PR #1292, opened 2016-06-18
fix(logs): Log the uid when reporting push errors.

rfk:
We don't have an efficient way to look up a device record given just its device id, you need the (uid, deviceid) pair.  This ensures that the uid is logged alongside the deviceid in error reports.


vladikoff:
👍

PR #1293, opened 2016-06-20
fix(deps): update npm-shrinkwrap.json w/ newest auth-mailer & fxa-content-server-l10n

shane-tomlinson:
@jrgm, @rfk - I did `rm -rf node_modules; npm install --production; npm shrinkwrap` and my shrinkwrap file has shrunk by 3600 lines. When I do `rm -rf node_modules; npm install; npm shrinkwrap --dev`, shrinkwrap complains about extra deps being installed. Any ideas?

fixes mozilla/fxa-content-server#3851

### DIFF
--- a/npm-shrinkwrap.json
+++ b/npm-shrinkwrap.json
@@ -460,9 +460,9 @@
       "resolved": "https://registry.npmjs.org/eslint-config-fxa/-/eslint-config-fxa-1.6.0.tgz"
     },
     "fxa-auth-db-mysql": {
-      "version": "0.63.0",
+      "version": "0.64.0",
       "from": "git+https://github.com/mozilla/fxa-auth-db-mysql.git#master",
-      "resolved": "git+https://github.com/mozilla/fxa-auth-db-mysql.git#b696e9d6dbebc329e7ff2d979cd01c9631deb567",
+      "resolved": "git+https://github.com/mozilla/fxa-auth-db-mysql.git#7d83b29b57f8d08a64c8c3e14f0fce3259ce83de",
       "dependencies": {
         "bluebird": {
           "version": "2.1.3",
@@ -1065,9 +1065,9 @@
       }
     },
     "fxa-auth-mailer": {
-      "version": "1.63.0",
+      "version": "1.64.0",
       "from": "git+https://github.com/mozilla/fxa-auth-mailer.git#master",
-      "resolved": "git+https://github.com/mozilla/fxa-auth-mailer.git#1997b3f0270b6bb97c744b30f4424a0db9a3c151",
+      "resolved": "git+https://github.com/mozilla/fxa-auth-mailer.git#6a63f1d58c72b2efdfe88054fcf9d23fdf5c77bb",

---+---

### PROBLEM STATEMENT
Could you reproduce all of the entries exactly as they appear?

### EXERCISE SOLUTION
PR #1292, opened 2016-06-18
fix(logs): Log the uid when reporting push errors.

rfk:
We don't have an efficient way to look up a device record given just its device id, you need the (uid, deviceid) pair.  This ensures that the uid is logged alongside the deviceid in error reports.


vladikoff:
👍

PR #1293, opened 2016-06-20
fix(deps): update npm-shrinkwrap.json w/ newest auth-mailer & fxa-content-server-l10n

shane-tomlinson:
@jrgm, @rfk - I did `rm -rf node_modules; npm install --production; npm shrinkwrap` and my shrinkwrap file has shrunk by 3600 lines. When I do `rm -rf node_modules; npm install; npm shrinkwrap --dev`, shrinkwrap complains about extra deps being installed. Any ideas?

fixes mozilla/fxa-content-server#3851

### DIFF
--- a/npm-shrinkwrap.json
+++ b/npm-shrinkwrap.json
@@ -460,9 +460,9 @@
       "resolved": "https://registry.npmjs.org/eslint-config-fxa/-/eslint-config-fxa-1.6.0.tgz"
     },
     "fxa-auth-db-mysql": {
-      "version": "0.63.0",
+      "version": "0.64.0",
       "from": "git+https://github.com/mozilla/fxa-auth-db-mysql.git#master",
-      "resolved": "git+https://github.com/mozilla/fxa-auth-db-mysql.git#b696e9d6dbebc329e7ff2d979cd01c9631deb567",
+      "resolved": "git+https://github.com/mozilla/fxa-auth-db-mysql.git#7d83b29b57f8d08a64c8c3e14f0fce3259ce83de",
       "dependencies": {
         "bluebird": {
           "version": "2.1.3",
@@ -1065,9 +1065,9 @@
       }
     },
     "fxa-auth-mailer": {
-      "version": "1.63.0",
+      "version": "1.64.0",
       "from": "git+https://github.com/mozilla/fxa-auth-mailer.git#master",
-      "resolved": "git+https://github.com/mozilla/fxa-auth-mailer.git#1997b3f0270b6bb97c744b30f4424a0db9a3c151",
+      "resolved": "git+https://github.com/mozilla/fxa-auth-mailer.git#6a63f1d58c72b2efdfe88054fcf9d23fdf5c77bb",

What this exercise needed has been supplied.